After about 4 hours in this IDP area of the Karen State, we headed back into Thailand to visit a migrant school. The difference is remarkable. These kids have wooden floors, educational posters on on the walls, and enough food to keep them full, most of the time. When they are old enough, some of them will be able to access the Thai education system too. 


A migrant school in Thailand, very different.
Earlier in the week, Jess, Ma Aye San and I had been on a monitoring trip to several of the boarding houses that the Clinics’ Dry Food Programme supports, and we had felt at the time that these homes and schools were not really all that good in terms of supplies and living standards – but don’t get me wrong, all the children are happy and cared for, they all receive a lot of attention and are fed as well as possible, they are excellent facilities considering the problems that they face – seeing similar schools in these IDP areas really helped put what we do into perspective, and reaffirmed how necessary places like the Clinic and our Child Protection Programmes really are, and therefore how important the work we do is.

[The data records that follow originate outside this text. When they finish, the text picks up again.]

PR #6682, opened 2026-08-28
Update for MCPL's new native Adventure NBT serialiser

### LINKED ISSUE #5932: Player Chat Message with ClickEvent.callback cause Downstream packet error
### Describe the bug

If the server formats the player chat message with a click callback, geyser isn't showing the message on the client with the following error in the log. `Downstream packet error! java.lang.IllegalStateException: Expected STRING but was BEGIN_OBJECT at path $.click_event.payload`

### To Reproduce

1. Set up a Server that formats the Chat messages like in this Paper Guide: https://docs.papermc.io/paper/dev/component-api/signed-messages/#code
2. Send a message from the Bedrock Client.

### Expected behaviour

See the message in the client chat (without the click event functionality)

### Screenshots / Videos

_No response_

_No response_

### Geyser Dump

_No response_

### Geyser Version

2.9.0-b963 (git-master-b8a3c6d)

_No response_

### Additional Context

_No response_

### LINKED ISSUE #6301: Player Object component in a chat message throws a downstream packet error
### Describe the bug

Geyser seems to fail on text components with [Player Objects](https://minecraft.wiki/w/Text_component_format#Player_Object_Type) (player head) in them. The backend server sending the messages is Velocity 3.5.0-SNAPSHOT (git-1a41b77c-b590).

### To Reproduce

1. Send a message to the player from the proxy containing a player head, e.g. using MiniMessage
```java
player.sendRichMessage("Steve's head: <head:Steve>");
```
2. Observe error in the Geyser console and no chat message being displayed on the Bedrock client
```
[09:03:59.472 clientNetworkSession-12-4/WARN] Downstream packet error! java.lang.IllegalStateException: Expected BOOLEAN but was NUMBER at path $.extra[0].extra[0].hat
```

### Expected behaviour

Chat messages containing player heads to be displayed normally.

### Screenshots / Videos

_No response_

[14:19:06 INFO] This server is running Geyser version 2.9.5-b1113 (git-master-3e91129) (Java: 1.21.11, Bedrock: 1.21.130 - 26.10)
[14:19:06 INFO] Checking version, please wait...
[14:19:07 INFO] No updates available.

[14:19:39 INFO] ---- Geyser Extensions (Page 1/1) ----
[14:19:39 INFO] - MCXboxBroadcast vbuild 134 (git-master-08e5ddd) by: rtm516

### Geyser Dump

https://dump.geysermc.org/Ds3rwDY2nRSvdLmnldvIgPYXfFO7Ctse

### Geyser Version

2.9.5-b1113 (git-master-3e91129)

26.13

### Additional Context

_No response_

eclipseisoffline:
This PR prepares for [MCProtocolLib#935](https://github.com/GeyserMC/MCProtocolLib/pull/935), which implements a native serialiser of Adventure's text components to Cloudburst's NBT library.

The PR mostly just removes our own, limited NBT text component parser (`MessageTranslator#componentFromNbtTag`), replacing it with MCPL's `DefaultComponentSerializer#nbt`, which provides an `NbtComponentSerializer` implementation.

TO-DO: check/fix `GSON_SERIALIZER` not parsing hover events, playtest (especially on Paper, see `PaperAdventure` which might interfere).

This PR depends on [MCProtocolLib#935](https://github.com/GeyserMC/MCProtocolLib/pull/935), and won't build without it.

Should fix #5932, #6301.


core/src/main/java/org/geysermc/geyser/translator/text/MessageTranslator.java
onebeastchris: _yeet_ ; no longer relevant since 1.21.5 afaik

core/src/main/java/org/geysermc/geyser/translator/text/MessageTranslator.java
```diff
@@ -577,65 +569,22 @@ public static String deserializeDescriptionForTooltip(GeyserSession session, Nbt
...
-            }
-        }
-
-        GeyserImpl.getInstance().getLogger().error("Expected tag to be a literal string, a list of components, or a component object with a text/translate key: " + nbtTag);
-        return Component.empty();
-    }
-
-    private static List<Component> componentsFromNbtList(List<?> list, Style style) {
+    private static List<Component> componentsFromNbtList(List<?> list) {
         List<Component> components = new ArrayList<>();
```
onebeastchris: could pre-size it

Do we still need this method?

core/src/main/java/org/geysermc/geyser/translator/text/MessageTranslator.java
```diff
@@ -577,65 +569,22 @@ public static String deserializeDescriptionForTooltip(GeyserSession session, Nbt
...
 
     public static Component componentFromNbtTag(Object nbtTag) {
-        return componentFromNbtTag(nbtTag, Style.empty());
+        return DefaultComponentSerializer.nbt().deserialize(nbtTag);
     }
 
     public static List<String> signTextFromNbtTag(GeyserSession session, List<?> nbtTag) {
-        var components = componentsFromNbtList(nbtTag, Style.empty());
+        List<Component> components = componentsFromNbtList(nbtTag);
         List<String> messages = new ArrayList<>();
```
onebeastchris: pre-size here too please

onebeastchris (changes requested):

core/src/main/java/org/geysermc/geyser/translator/text/MessageTranslator.java
eclipseisoffline: All left-over usages have been modernised, this has now been removed.

core/src/main/java/org/geysermc/geyser/translator/text/MessageTranslator.java
eclipseisoffline: It was only used by one method (`signTextFromNbtTag`), it has been incorporated in that method now and is removed.

core/src/main/java/org/geysermc/geyser/translator/text/MessageTranslator.java
eclipseisoffline: Pre-sizing applied.

core/src/main/java/org/geysermc/geyser/item/type/WritableBookItem.java
```diff
@@ -59,7 +58,7 @@ public void translateComponentsToBedrock(@NonNull GeyserSession session, @NonNul
         for (Filterable<String> page : bookContent.getPages()) {
             NbtMapBuilder pageBuilder = NbtMap.builder();
             pageBuilder.putString("photoname", "");
-            pageBuilder.putString("text", MessageTranslator.convertMessageLenient(page.getRaw()));
+            pageBuilder.putString("text", page.getRaw());
```
onebeastchris, line 61: Couldn't this contain Java only formatting codes?

Novampr: Can confirm, books can contain these, this needs to go through some form of translator

gradle/libs.versions.toml
```diff
@@ -18,7 +18,7 @@ protocol-common = "3.0.0.Beta13-20260824.114016-17"
 protocol-codec = "3.0.0.Beta13-20260824.114016-17"
 raknet = "1.1.0.CR1-20260820.174333-6"
 minecraftauth = "5.0.0"
-mcprotocollib = "26.2-20260824.124638-17"
+mcprotocollib = "26.2-SNAPSHOT"
```
Novampr, line 21: Preferably, this would be pinned

Novampr (changes requested):

core/src/main/java/org/geysermc/geyser/item/type/WritableBookItem.java
eclipseisoffline: Yes, I’ll re-introduce a simple legacy-to-legacy converter.

gradle/libs.versions.toml
eclipseisoffline: It was only set to SNAPSHOT for maven local testing as the MCPL PR has not been merged yet.

core/src/main/java/org/geysermc/geyser/translator/level/block/entity/CommandBlockBlockEntityTranslator.java
```diff
@@ -45,7 +45,7 @@ public void translateTag(GeyserSession session, NbtMapBuilder bedrockNbt, NbtMap
         // Java and Bedrock values
         bedrockNbt.putByte("conditionMet", javaNbt.getByte("conditionMet"));
         bedrockNbt.putByte("auto", javaNbt.getByte("auto"));
-        bedrockNbt.putString("CustomName", MessageTranslator.convertMessageLenient(javaNbt.getString("CustomName"), session.locale()));
+        bedrockNbt.putString("CustomName", MessageTranslator.convertNbtMessage(session, javaNbt.get("CustomName")));
```
onebeastchris: Could this ever be null? convertNbtMessage doesn't seem to have a null case unlike convertMessageLenient did

core/src/main/java/org/geysermc/geyser/translator/text/MessageTranslator.java
```diff
@@ -443,6 +384,43 @@ public static String convertToPlainTextLenient(String message, String locale) {
         return PlainTextComponentSerializer.plainText().serialize(messageComponent);
     }
 
+    /* ===== Java (NBT) component deserialisation ===== */
+
+    public static Component componentFromNbtTag(Object nbtTag) {
+        return DefaultComponentSerializer.nbt().deserialize(nbtTag);
+    }
```
onebeastchris, line 474: Any reason we don't have a null check here? seems easier to catch all nulls here early & return an empty component compared to doing so earlier
Further, we should add a try/catch & return empty components / some fallback if we encounter errors, as we otherwise open ourselves up to DOS attacks caused by spamming exceptions

core/src/main/java/org/geysermc/geyser/translator/text/MessageTranslator.java
```diff
@@ -278,53 +229,36 @@ private static String convertMessage(Component message, String locale, boolean a
 
             return finalLegacy.toString();
         } catch (Exception e) {
-            GeyserImpl.getInstance().getLogger().debug(GSON_SERIALIZER.serialize(message));
+            GeyserImpl.getInstance().getLogger().debug(DefaultComponentSerializer.nbt().serialize(message));
```
onebeastchris, line 235: isnt this a typo? why would we use nbt here

onebeastchris (commented):
Just a few more notes

core/src/main/java/org/geysermc/geyser/translator/text/MessageTranslator.java
eclipseisoffline: To get rid of the `GSON_SERIALIZER` constant. I suppose we could use `DefaultComponentSerializer.get()` to print the debug log, although the classes of Cloudburst's NBT library have `toString` implementations that work just fine.

core/src/main/java/org/geysermc/geyser/translator/text/MessageTranslator.java
eclipseisoffline: My only concern with doing a null check here is that it could be harder to catch bugs - consider the following example:

- Geyser loads data from data-driven registry `minecraft:beans`, in which each entry has a `bean_name` key holding a text component.
- Minecraft 42.3 updates the codec and renames the `bean_name` key to just `name`.
- We miss this in Geyser, because nothing throws and suddenly all beans have no name!

onebeastchris: How about we have a throwing method specifically for registries then? I'd rather be lean with nulls in most cases (e.g. viaversion might not translate fields where there's a client fallback)

core/src/main/java/org/geysermc/geyser/item/type/WritableBookItem.java
eclipseisoffline: Implemented in latest commit.

core/src/main/java/org/geysermc/geyser/translator/level/block/entity/CommandBlockBlockEntityTranslator.java
eclipseisoffline: Fixed in latest commit (new `convertLenientNbtMessage` method).

core/src/main/java/org/geysermc/geyser/translator/text/MessageTranslator.java
eclipseisoffline: With the latest commit, everything parsing NBT text components (outside of registry data) now uses `convertLenientNbtMessage`, which has appropriate checks/fallbacks for `null` tags and exceptions, and shorthand cases for blank strings and empty lists.

The only exception to this is the `signTextFromNbtTag` method. At the moment it is unclear to me why this is using `convertMessageRaw`, if this can be switched to using `convertMessage` then the method can simply be changed to using `convertLenientNbtMessage`.

eclipseisoffline: `signTextFromNbtTag` has received an update to fix some unrelated issues and now handles exceptions safely :)

core/src/main/java/org/geysermc/geyser/translator/text/MessageTranslator.java
onebeastchris: Can we add a logger#isDebug guard & otherwise only log the exception?

Ideally we'd have debug mode feature toggles (see Auri's PR!) so someone could toggle this at runtime for a specific session, but, that's for another PR

core/src/main/java/org/geysermc/geyser/translator/text/MessageTranslator.java
```diff
@@ -342,41 +279,128 @@ public static String convertMessage(Component message) {
...
+                }
             }
+        };
+    }
+
+    /**
+     * Shorthand for {@link MessageTranslator#convertLenientNbtMessage(GeyserSession, Object, String)}, uses {@code "Report at Geyser"} as fallback.
+     */
+    public static String convertLenientNbtMessage(GeyserSession session, @Nullable Object tag) {
+        return convertLenientNbtMessage(session, tag, "§cReport at Geyser");
```
onebeastchris, line 348:
```suggestion
        return convertLenientNbtMessage(session, tag, "§cReport to Geyser!");
```

onebeastchris (commented):
Just a small nitpick I noticed, sorry!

Nap time at one of our boarding houses in Thailand

It’s quite upsetting to realise how “lucky” the kids at the migrant schools are after seeing the children in the IDP schools. All the children are so eager to learn, and are so studious and serious about their lessons. Comparing them to the kinds of schools I got to attend as a child makes me feel both sad and incredibly grateful. Nothing in the lives of these children is ever going to be as safe and easy as my life has been. It’s a really cruel world out there. 

*Names changed. It’s not my place to identify these people, and doing so could put their security in jeopardy.